I do not know the details exactly, but as far as i know, it also work in glass vessels on regular daylight, where passage of UV isnt very good. They used it according to the manual and measured the CN content along the way. But they didn't found any.


----------



## Ultrax (Sep 10, 2022)

orvi said:


> My point is how we determine CN- anion in the powder or solution via XRF. We all know very well that anything below Mg is hard to measure by XRF due to small atomic radius. C and N are way off from the magnesium, much lighter. I am just intrigued how they measured it. Powder diffraction ? Does CN- have specific pattern on powder XRF reading ?
> 
> Also, if it is encapsuled CN- with organic additives, how you distinguish carbon from that encapsulation from CN- carbon.
> 
> Guys from one mining company tested the EcoGoldex in certified lab by certified methods for CN- detection, but they found no free CN- in the solution. That is why I am intrigued about Ultrax method to prove/disprove free cyanide in EG.

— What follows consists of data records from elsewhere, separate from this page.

PR #1, opened 2023-07-13
[SIW-277] Scaffold package for Wallet Instance Attestation

balanza:
#### List of Changes

* scaffold `io-react-native-wallet-instance-attestation` package

#### Motivation and Context

The `io-react-native-wallet-instance-attestation` will provide all data structures and workflows needed by the Wallet Instance to obtain and manage its attestation. 

The package is intended to work with React Native, hence it has been scaffolded using https://github.com/callstack/react-native-builder-bob. It comes with an example app that can be executed on both Android and iOS devices.

#### Checklist:


grausof (dismissed):
LGTM

balanza:
> LGTM. So I know I can be boring on this 🥹. What do you think about rename this package as `io-react-native-wia`?

I really have a thing against acronyms. If the problem is the length, I'd rather go for `io-wallet-instance-attestation` or `wallet-instance-attestation-rn`

hevelius:
> > LGTM. So I know I can be boring on this 🥹. What do you think about rename this package as `io-react-native-wia`?
> 
> I really have a thing against acronyms. If the problem is the length, I'd rather go for `io-wallet-instance-attestation` or `wallet-instance-attestation-rn`

What do you think about this? `io-rn-wallet-attestation`

balanza:
> > > LGTM. So I know I can be boring on this 🥹. What do you think about rename this package as `io-react-native-wia`?
> > 
> > 
> > I really have a thing against acronyms. If the problem is the length, I'd rather go for `io-wallet-instance-attestation` or `wallet-instance-attestation-rn`
> 
> What do you think about this? `io-rn-wallet-attestation`

Ehm... I don't want to be pedantic, but it's actually a wallet **instance** attestation.

Beside that... what are your concerns?

hevelius:
> > > > LGTM. So I know I can be boring on this 🥹. What do you think about rename this package as `io-react-native-wia`?
> > > 
> > > 
> > > I really have a thing against acronyms. If the problem is the length, I'd rather go for `io-wallet-instance-attestation` or `wallet-instance-attestation-rn`
> > 
> > 
> > What do you think about this? `io-rn-wallet-attestation`
> 
> Ehm... I don't want to be pedantic, but it's actually a wallet **instance** attestation.
> 
> Beside that... what are your concerns?

Ehm... of course I meant `io-rn-wallet-instance-attestation`. It could be probably a matter of style. Choosing a short package name can have several benefits for example in readability and consistency with other packages name. My preference however goes for `io-react-native-wia`. But again that's just my non-blocking opinion.

PR #10, opened 2023-07-25
feat: Add RP authentication

grausof:
Adds integration for authentication to RP.
The `Authorization Response Details` are missing

#### List of Changes
- Add `decodeAuthRequestQR`
- Add `getUnsignedWalletInstanceDPoP`
- Add `getRequestObject`

Unit tested

### DIFF
--- a/src/rp/index.ts
+++ b/src/rp/index.ts
@@ -13,12 +13,12 @@ import type { JWK } from "@pagopa/io-react-native-jwt/lib/typescript/types";
 export class RelyingPartySolution {
   relyingPartyBaseUrl: string;
   walletInstanceAttestation: string;
-  appFetch: GlobalFetch;
+  appFetch: GlobalFetch["fetch"];
 
   constructor(
     relyingPartyBaseUrl: string,
     walletInstanceAttestation: string,
-    appFetch: GlobalFetch = { fetch }
+    appFetch: GlobalFetch["fetch"] = fetch
   ) {
     this.relyingPartyBaseUrl = relyingPartyBaseUrl;
     this.walletInstanceAttestation = walletInstanceAttestation;
@@ -91,7 +91,7 @@ export class RelyingPartySolution {
     const decodedJwtDPop = await decodeJwt(signedWalletInstanceDPoP);
     const requestUri = decodedJwtDPop.payload.htu as string;
 
-    const response = await this.appFetch.fetch(requestUri, {
+    const response = await this.appFetch(requestUri, {
       method: "GET",
       headers: {
         Authorization: `DPoP ${this.walletInstanceAttestation}`,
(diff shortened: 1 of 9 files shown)


src/wallet-instance-attestation/issuing.ts
```diff
@@ -8,9 +8,13 @@ import { WalletInstanceAttestationIssuingError } from "../utils/errors";
 
 export class Issuing {
   walletProviderBaseUrl: string;
-
-  constructor(walletProviderBaseUrl: string) {
+  appFetch: GlobalFetch;
+  constructor(
+    walletProviderBaseUrl: string,
+    appFetch: GlobalFetch = { fetch }
```
balanza, line 14: **nitpick:** Plain args:
 ‏
```suggestion 
    appFetch: GlobalFetch["fetch"] =  fetch
```

balanza: (and of course it requires `this.appFetch.fetch` to become `this.fetch`)

src/utils/signature.ts
```diff
@@ -0,0 +1,4 @@
+import { SignJWT } from "@pagopa/io-react-native-jwt";
+
+export const getSignedJwt = async (unsignedJwt: string, signature: string) =>
+  await SignJWT.appendSignature(unsignedJwt, signature);
```
balanza, line 4: **question:** I'm honestly curious what's the value of this module, being it's just plain wrapper‏

src/rp/index.ts
```diff
@@ -0,0 +1,143 @@
...
+   * @function
+   * @param qrcode QR code content
+   *
+   * @returns The authentication request url
+   *
+   */
+  decodeAuthRequestQR(qrcode: string): string {
+    let decoded = decodeBase64(qrcode);
+    let decodedUrl = new URL(decoded);
+    let requestUri = decodedUrl.searchParams.get("request_uri");
```
balanza, line 39: Why `let`? (I also wonder why `eslint` doesn't complain, as we should have a rule to prefer `const`)

src/rp/index.ts
```diff
@@ -0,0 +1,143 @@
...
+    if (requestUri) {
+      return requestUri;
+    } else {
+      throw new AuthRequestDecodeError(
```
balanza, line 43: **suggestion:** ‏Multiple steps of this method can fail. Should we wrap the whole body in a try/catch and raise a consistent error type?

balanza (approved):

src/wallet-instance-attestation/issuing.ts
grausof: Thanks, I'll fix it

src/utils/signature.ts
grausof: this wrapper avoids using `@pagopa/io-react-native-jwt` directly and installing it as a dependency. If you think it is superfluous we can eliminate it, np.

src/rp/index.ts
grausof: fixed

src/utils/signature.ts
balanza: Ah, I get it. I have no strong opinion about it. Would it be a problem for the app to **directly** reference the package? (it will be referenced anyway as dependency)

PR #12, opened 2023-07-25
feat: PID issuing [SIW-313]

grausof:
Adds the integration towards the PID issuer for obtaining a PID credential.

#### List of Changes
- Added `PAR` request with JWT generator
- Added `auth token` request with DPoP generator
- Added `credential` request with proof on nonce generator

#### Motivation and Context
This PR ports the SDK made only for Android into typescript code

Tested locally and through unit tests

#### How to use:
To understand how to get a PID refer to the `getPid` function within the sample app.

#### Checklist:

### DIFF
--- a/src/sd-jwt/index.ts
+++ b/src/sd-jwt/index.ts
@@ -36,6 +36,7 @@ export const decode = <S extends z.AnyZodObject>(
     header: decodedJwt.protectedHeader,
     payload: decodedJwt.payload,
   });
+  console.log(rawDisclosures);
 
   // get disclosures as list of triples
   // validate each triple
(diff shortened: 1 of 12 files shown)


src/sd-jwt/index.ts
```diff
@@ -36,6 +36,7 @@ export const decode = <S extends z.AnyZodObject>(
     header: decodedJwt.protectedHeader,
     payload: decodedJwt.payload,
   });
+  console.log(rawDisclosures);
```
hevelius, line 39: Is this console.log wanted?

hevelius (changes requested):

src/sd-jwt/index.ts
hevelius: the example app is on /example/src instead this is on /src

grausof: Oops 😳
Fixed!

hevelius (approved):
LGTM

PR #15, opened 2023-07-27
Fix QR code resolution

balanza:
#### List of Changes

* Define `QRCodePayload` type to map QR code content
* Polyfill `URL` class
* Add test scenario to example app

#### Motivation and Context

The main fix is to polyfill the `URL` class implementation using the `react-native-url-polyfill` package. This is needed because of a known, unsolved bug in React Native: https://github.com/facebook/react-native/issues/24428.

The other change is an improvement on the mapping of QR content, which is now a structured object containing all the information parsed from the received url.

Test scenario example app

#### Checklist:


grausof (approved):
LGTM

PR #17, opened 2023-07-27
chore: [SIW-271] Cross-device flow test in example app

balanza:
#### List of Changes

* add test case

#### Motivation and Context

Implement a test case for the [Cross-device flow](https://italia.github.io/eudi-wallet-it-docs/v0.4.1/en/relying-party-solution.html#remote-cross-device-flow)

The test case is incomplete as it ends with obtaining the request object from the Relying Party. Other steps to be implemented in next PRs

#### Checklist:

### DIFF
--- a/example/src/scenarios/cross-device-flow-with-rp.tsx
+++ b/example/src/scenarios/cross-device-flow-with-rp.tsx
@@ -46,7 +46,6 @@ export default async () => {
     // Scan/Decode QR
     const { requestURI: authRequestUrl } =
       RelyingPartySolution.decodeAuthRequestQR(QR);
-    //const authRequestUrl = "https://verifier.example.org/request_uri";
 
     // instantiate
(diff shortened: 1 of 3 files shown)


example/src/scenarios/cross-device-flow-with-rp.tsx
```diff
@@ -0,0 +1,83 @@
...
+
+export default async () => {
+  try {
+    // obtain new attestation
+    const WIA = await getAttestation();
+
+    // Scan/Decode QR
+    const { requestURI: authRequestUrl } =
+      RelyingPartySolution.decodeAuthRequestQR(QR);
+    //const authRequestUrl = "https://verifier.example.org/request_uri";
```
grausof, line 49: If you don't need it we can remove it!

grausof (approved):

PR #21, opened 2023-08-01
feat: [SIW-351] Encrypt authorization response

balanza:
#### List of Changes

* encrypt authorization response

#### Motivation and Context

As described in https://italia.github.io/eudi-wallet-it-docs/v0.4.1/en/relying-party-solution.html#authorization-response-details, authorization response payload must be encrypted in order to avoid SSL split attack vulnerabilities. 
Encryption has been made according to OpenID4VP specification https://openid.net/specs/openid-4-verifiable-presentations-1_0.html#name-signed-and-encrypted-respon

#### Checklist:

### DIFF
--- a/src/rp/index.ts
+++ b/src/rp/index.ts
@@ -1,9 +1,14 @@
-import { AuthRequestDecodeError, IoWalletError } from "../utils/errors";
+import {
+  AuthRequestDecodeError,
+  IoWalletError,
+  NoSuitableKeysFoundInEntityConfiguration,
+} from "../utils/errors";
 import {
   decode as decodeJwt,
   decodeBase64,
   sha256ToBase64,
   SignJWT,
+  EncryptJwe,
 } from "@pagopa/io-react-native-jwt";
 import {
   QRCodePayload,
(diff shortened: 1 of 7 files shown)


src/rp/index.ts
```diff
@@ -206,6 +219,36 @@ export class RelyingPartySolution {
...
+  /**
+   * Select a public key from those provided by the RP
+   *
+   * @param entity The RP entity configuration
+   * @returns a
+   * @throws {NoSuitableKeysFoundInEntityConfiguration} If entity do not contain any public key suitable for encrypting
+   */
+  private choosePublicKeyToEncrypt(
+    entity: RpEntityConfiguration
+  ): JWK & { alg: "RSA-OAEP-256" | "RSA-OAEP" } {
```
grausof, line 231: what do you think about passing to this function the algorithm to use?

src/rp/index.ts
```diff
@@ -166,29 +171,37 @@ export class RelyingPartySolution {
...
       state: requestObj.payload.state,
       // TODO: [SIW-352] MUST add presentation_submission
       // presentation_submission:
       vp_token,
-    };
-    const formBody = new URLSearchParams({ response: authzResponse });
+    });
+    const encrypted = await new EncryptJwe(authzResponsePayload, {
+      alg: jwk.alg,
+      enc: "A256CBC-HS512",
```
grausof, line 201: alg is related to enc. With `A256CBC-HS512` you can use only `RSA-OAEP-256`. For this reason it is perhaps better to pass the algorithm to use to `choosePublicKeyToEncrypt`

grausof (changes requested):

src/rp/index.ts
balanza: Do we have to consider jwk on this choice? I'd rather use a fixed algorithm

grausof: You can use a fixed algorithm, the important thing is that JWK is compatible with the algorithm used.
With `RSA-OAEP-256` you can only use `A256CBC-HS512` and with  `RSA-OAEP` you can only use `A128CBC-HS256`.

in your code you fixed the `enc` at `A256CBC-HS512` but your JWK can be either of type `RSA-OAEP-256` and `RSA-OAEP`

grausof: my suggestion is to fix the key algorithm to `RSA-OAEP-256` with `A256CBC-HS512`. If then the key is not found then switch to `RSA-OAEP` with `A128CBC-HS256`. If that isn't found either, then an error returns

balanza: done in https://github.com/pagopa/io-react-native-wallet/pull/21/commits/8316b4fe3c23d8b236991ed8fa26f0ddab12ba5b

src/rp/index.ts
```diff
@@ -206,6 +219,51 @@ export class RelyingPartySolution {
...
+    | { jwk: JWK & { alg: "RSA-OAEP" }; enc: "A128CBC-HS256" } {
+    const shuffle = () => (Math.random() > 0.5 ? 1 : -1);
+
+    // Look for keys using "RSA-OAEP-256", and pick a random one
+    const [usingRsa256] = entity.payload.jwks.keys
+      .filter(
+        <T>(k: T & { alg?: string }): k is T & { alg: "RSA-OAEP-256" } =>
+          typeof k.alg === "string" && k.alg === "RSA-OAEP-256"
+      )
+      .sort(shuffle);
```
grausof, line 243: Why do you need it?
There is no need to pick a key randomly but by default just pick the first one that matches the requirement.

src/rp/index.ts
```diff
@@ -206,6 +219,51 @@ export class RelyingPartySolution {
...
+
+    if (usingRsa256) {
+      return { jwk: usingRsa256, enc: "A256CBC-HS512" };
```
grausof, line 246: since encryption has nothing to do with the key what do you think about moving this logic outside?

```suggestion
      return usingRsa256;
```

and use a function like:
```js
getEncryptionAlgByJwk(jwk: JWK): "A256CBC-HS512" | "A128CBC-HS256"
```

grausof (commented):
Good job. 
Just a few small suggestions

src/rp/index.ts
grausof: also the way the sort function is written I'm taking either the first or the last one and never anything in between

src/rp/index.ts
balanza: Fair enough, I will.

grausof (approved):

PR #22, opened 2023-08-03
feat: [SIW-352] Presentation submission

balanza:
#### List of Changes

* add `presentation_submission` on authorization response payload

#### Motivation and Context

Satisfy the specification given in https://italia.github.io/eudi-wallet-it-docs/v0.4.1/en/relying-party-solution.html

#### Checklist:


__mocks__/@pagopa/io-react-native-jwt/index.ts
```diff
@@ -0,0 +1,22 @@
...
+  const g = x
+    .map(function (a) {
+      return String.fromCharCode(parseInt(a, 16));
+    })
+    .join("");
+
+  return btoa(g);
+}
+
+function removePadding(encoded: string): string {
```
grausof, line 19: What do you think about importing it from `io-react-native-jwt`?

src/rp/index.ts
```diff
@@ -165,7 +168,18 @@ export class RelyingPartySolution {
       })
       .toSign();
 
-    return vp_token;
+    const [, vc_scope] = requestObj.payload.scope;
+    const presentation_submission = {
+      definition_id: "32f54163-7166-48f1-93d8-ff217bdb0653",
```
grausof, line 173: According to https://openid.net/specs/openid-4-verifiable-presentations-1_0.html#response-parameters I believe this may be a description of the type of presentation we are doing. For example `pid_presentation`

src/rp/index.ts
```diff
@@ -165,7 +168,18 @@ export class RelyingPartySolution {
...
+      id: "04a98be3-7fb0-4cf5-af9a-31579c8b0e7d",
```
grausof, line 174: This value should be randomized
```suggestion
      id: `${uuid.v4()}`,
```

src/sd-jwt/__test__/index.test.ts
```diff
@@ -91,37 +91,46 @@ describe("decode", () => {
...
 
     expect(result).toEqual(expected);
   });
 
   it("should fail on unknown claim", () => {
-    const fn = () => disclose(token, ["unknown"]);
+    const fn = disclose(token, ["unknown"]);
 
-    expect(fn).toThrow();
+    expect(fn).rejects.toBe({});
```
grausof, line 134: Check code review warning: `Async assertions must be awaited or returned`

grausof (changes requested):

src/sd-jwt/index.ts
```diff
@@ -61,27 +70,64 @@ export const decode = <S extends z.AnyZodObject>(
...
+  const paths = await Promise.all(
+    claims.map(async (claim) => {
+      const disclosure = disclosures.find(
+        ({ decoded: [, name] }) => name === claim
+      );
+      const hash = await sha256ToBase64(disclosure?.encoded || "");
+
+      // _sd is defined in verified_claims.claims and verified_claims.verification
+      // we must look into both
+      if (sdJwt.payload.verified_claims.claims._sd.includes(hash)) {
```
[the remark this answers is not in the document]
balanza: I think I didn't understand. This is not a fallback, we have to search in both sets - claims and verification. The point is, as claims are bigger and are more likely to be hit, we perform the search sequentially (is it in a claim? If no, it must be in verification...)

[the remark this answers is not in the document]
grausof: sorry, maybe I didn't explain myself well. I was referring to the empty string fall back option on line 111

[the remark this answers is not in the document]
balanza: It's just impossible to happen (but I didn't bother to instruct the type system accordingly). 

It's very ugly but it has an advantage: it does not pollute the flow with an option impossible to happen. But I'll think on a more elegant solution.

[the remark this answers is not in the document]
grausof: yes, if it's impossible to happen then better find a more elegant solution. Otherwise NP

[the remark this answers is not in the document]
balanza: Solved in https://github.com/pagopa/io-react-native-wallet/pull/22/commits/682dc52f0542632ce7f04e32a84a44ce2ec4c262

I decide to do the claim presence check in the same iteration of the path sought. So that we are sure the disclosure exists and we save one loop.

src/rp/index.ts
balanza: As per the provided example in https://italia.github.io/eudi-wallet-it-docs/versione-corrente/en/relying-party-solution.html, I think we can use the first part of the scope field in the request object. Such a field I think is in the format `definition_id vc1 vc2 ... vcN` (not clear in specs).

Done in https://github.com/pagopa/io-react-native-wallet/pull/22/commits/c2ef778ec4a7ac83f893cf2b50a77ec62911db05

__mocks__/@pagopa/io-react-native-jwt/index.ts
balanza: I don't think it's an exported method

grausof: Ok, no problem

src/rp/index.ts
balanza: Done in https://github.com/pagopa/io-react-native-wallet/pull/22/commits/4a496e41c67328e29f1724bee30e7451c833b242

grausof: uuid.v4() is of type number[]. I think you have to use a string. Also you imported `uuid` twice

src/sd-jwt/__test__/index.test.ts
balanza: Tests have been fixed in https://github.com/pagopa/io-react-native-wallet/pull/24, I think we can merge that before

Depends on https://github.com/pagopa/io-react-native-wallet/pull/24

src/rp/index.ts
balanza: Done in https://github.com/pagopa/io-react-native-wallet/pull/22/commits/b31fb552ee275a7149983fc73c1ecbd8d316eaa1

grausof (approved):
Great!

Sorry for the confusion, I'm simplifying a bit for the forum 
It is quite obvious that we use a laboratory and complex physicochemical multi-stage method for determining the composition. XRF is used to determine the type of complexing agent, not CN ligands (and by the way with XRF we can start with Na, not Mg  Further we use other methods - sorry, they are under NDA.
I can only say that in the EcoGoldex solution works free CN groups, just like in ordinary cyanide 
In general, we have had more problems with recycling and decomposition of waste after EcoGoldex than after ordinary cyanide


----------



## orvi (Sep 10, 2022)

Ultrax said:


> Sorry for the confusion, I'm simplifying a bit for the forum
> It is quite obvious that we use a laboratory and complex physicochemical multi-stage method for determining the composition. XRF is used to determine the type of complexing agent, not CN ligands (and by the way with XRF we can start with Na, not Mg  Further we use other methods - sorry, they are under NDA.
> I can only say that in the EcoGoldex solution works free CN groups, just like in ordinary cyanide
> In general, we have had more problems with recycling and decomposition of waste after EcoGoldex than after ordinary cyanide


Thanks for explanation


----------



## campbellj46 (Sep 10, 2022)

Keep it simple and do what nature does, is usually the best way to go. 2 words...ball mill. I usually mill about 3 tons a week of black sands and sulfides to 400 mesh. That will release 95% of gold that is locked up and run it back over the table. 5 tons a day, is going to require a larger ball mill than I have but it will be the same process, no chemicals needed. 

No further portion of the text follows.